The wsfederation bit in the wctx parameter indicates, that the response to the token request will be transmitted back to the relying party via a POST.

So far so good – but how can an active client receive that token now?

ACS knows an alternative way to send the token request response. Instead of doing the redirect back to the RP, it emits a page that in turn echoes the token response using JavaScript’s window.external.notify. The URL would look like this:

GET /login.srf?
  wa=wsignin1.0&
  wtrealm=https%3a%2f%2faccesscontrol.windows.net%2f&
  wreply=https%3a%2f%2fleastprivilege.accesscontrol.windows.net%3a443%2fv2%2fwsfederation&
  wp=MBI_FED_SSL&
  wctx=pr%3djavascriptnotify%26rm%3dhttps%253a%252f%252froadie%252facs2rp%252frest%252f

ACS would then render a page that contains the following script block:

<script type="text/javascript">
    try{
        window.external.Notify('token_response');
    }
    catch(err){
        alert("Error ACS50021: windows.external.Notify is not registered.");
    }
</script>

Whereas token_response is a JSON encoded string with the following format:

{
  "appliesTo":"...",
  "context":null,
  "created":123,
  "expires":123,
  "securityToken":"...",
  "tokenType":"..."
}

OK – so how does this all come together now?

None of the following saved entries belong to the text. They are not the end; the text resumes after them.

PR #16317, opened 2025-12-18
FlatTensor alignment tests

lucylq:
Summary:
1. Pass segment_alignment from ExecutorchBackendConfig to flat tensor serializer
2. Set segment_alignment=128 as default to match ExecutorchBackendConfig
3. Remove tensor_alignment from the config (do not have multiple tensors per segment)
4. Additional tests for varying segment alignment.

Differential Revision: D89422691


larryliu0820 (approved):

PR #16386, opened 2025-12-24
Add CUDA argmax kernel for LLM sampler

larryliu0820:
Add a CUDA kernel for argmax operation to support GPU-based sampling:

- argmax.cuh: Template kernel using warp-level reductions with __shfl_xor_sync
  for efficient parallel max finding. Supports float, half, and bfloat16.
- argmax.cu: Wrapper function argmax_cuda() that launches the kernel,
  handles device-to-host copy, and synchronization.
- test_argmax.cu: Comprehensive unit tests covering various vocab sizes,
  data types, edge cases, and numerical precision.
- CMakeLists.txt: Build configuration for extension_llm_sampler_cuda library
  and GoogleTest-based unit tests.


larryliu0820:
* __->__ #16386

extension/llm/sampler/argmax.cu
```diff
@@ -0,0 +1,72 @@
...
+ *
+ * This source code is licensed under the BSD-style license found in the
+ * LICENSE file in the root directory of this source tree.
+ */
+
+#include <executorch/extension/llm/sampler/argmax.cuh>
+#include <executorch/extension/llm/sampler/cuda_sampler.h>
+#include <executorch/runtime/platform/log.h>
+
+namespace executorch {
```
Gasoonjia, line 12: consider using nested namespace to follow c++ 17 standard

extension/llm/sampler/argmax.cuh
```diff
@@ -0,0 +1,171 @@
...
+    case ::executorch::aten::ScalarType::Half:
+      argmax_vocab_rows_kernel<half><<<grid, block, 0, stream>>>(
+          (const half*)logits, rows, vocab, out_token, out_maxlogit);
+      break;
+    case ::executorch::aten::ScalarType::BFloat16:
+      argmax_vocab_rows_kernel<nv_bfloat16><<<grid, block, 0, stream>>>(
+          (const nv_bfloat16*)logits, rows, vocab, out_token, out_maxlogit);
+      break;
+    default:
+      // Unsupported type, fall back to float
```
Gasoonjia, line 168: perhapes we need to raise error here to avoid silent error?

Gasoonjia (approved):

mergennachin (changes requested):
I don't understand why you had to do a completely custom code.

There's already reduce aten kernel for argmax in pytorch (https://docs.pytorch.org/docs/stable/generated/torch.argmax.html)

https://github.com/pytorch/pytorch/blob/e20b76caff04de2c451777ea55e6fa97075ccbbf/aten/src/ATen/native/cuda/ReduceArgMaxKernel.cu

The torch layer has libtorch dependency (e.g., depends on TensorIterator) so you want to implement argmax as a shim layer instead in ExecuTorch, similar to how int4mm is done. That way, any model that uses torch.argmax can be lowered to ExecuTorch cuda backend easily in the future.

You can add files in 
backends/cuda/runtime/shims/argmax.cu
backends/cuda/runtime/shims/argmax.cuh 
backends/cuda/runtime/shims/argmax.h - header file
update aoti_cuda_shims.lib with the new kernel


Side note: another midsize task we can tackle as a team is to decouple TensorIterator in pytorch/pytorch to be libtorch independent as much as possible -- perhaps part of the header only file.

larryliu0820:
> I don't understand why you had to do a completely custom code.
> 
> There's already reduce aten kernel for argmax in pytorch (https://docs.pytorch.org/docs/stable/generated/torch.argmax.html)
> 
> https://github.com/pytorch/pytorch/blob/e20b76caff04de2c451777ea55e6fa97075ccbbf/aten/src/ATen/native/cuda/ReduceArgMaxKernel.cu
> 
> The torch layer has libtorch dependency (e.g., depends on TensorIterator) so you want to implement argmax as a shim layer instead in ExecuTorch, similar to how int4mm is done. That way, any model that uses torch.argmax can be lowered to ExecuTorch cuda backend easily in the future.
> 
> You can add files in backends/cuda/runtime/shims/argmax.cu backends/cuda/runtime/shims/argmax.cuh backends/cuda/runtime/shims/argmax.h - header file update aoti_cuda_shims.lib with the new kernel
> 
> Side note: another midsize task we can tackle as a team is to decouple TensorIterator in pytorch/pytorch to be libtorch independent as much as possible -- perhaps part of the header only file.

@mergennachin Sampler is outside of AOTI, it's not part of the lowered model. I don't see why we need this in backends/cuda/ though.

larryliu0820:
Talked to @mergennachin We decided to put argmax inside the model for ASR models. We might need cuda sampler for LLM in the future and we can revive this PR.

PR #16387, opened 2025-12-24
Add CudaSampler class for GPU-based token sampling

larryliu0820:
Add CudaSampler class that provides a high-level interface for GPU sampling:

- cuda_sampler.h: Class declaration with sample_argmax() method.
  Pre-allocates GPU memory to avoid allocation in hot path.
- cuda_sampler.cu: Implementation using the default CUDA stream (nullptr)
  for implicit synchronization with the CUDA backend's stream.

The default stream approach ensures proper ordering between decoder
output and argmax without requiring explicit cross-stream synchronization
or access to the backend's internal stream.

### DIFF
--- a/extension/llm/sampler/cuda_sampler.cu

As an active client (Silverlight, WPF, WP7, WinForms etc). application, you would host a browser control and use the above URL to trigger the right series of redirects. All the browser controls support one way or the other to register a callback whenever the window.external.notify function is called. This way you get the JSON string from ACS back into the hosting application – and voila you have the security token.

When you selected the SWT token format in ACS – you can use that token e.g. for REST services. When you have selected SAML, you can use the token e.g. for SOAP services.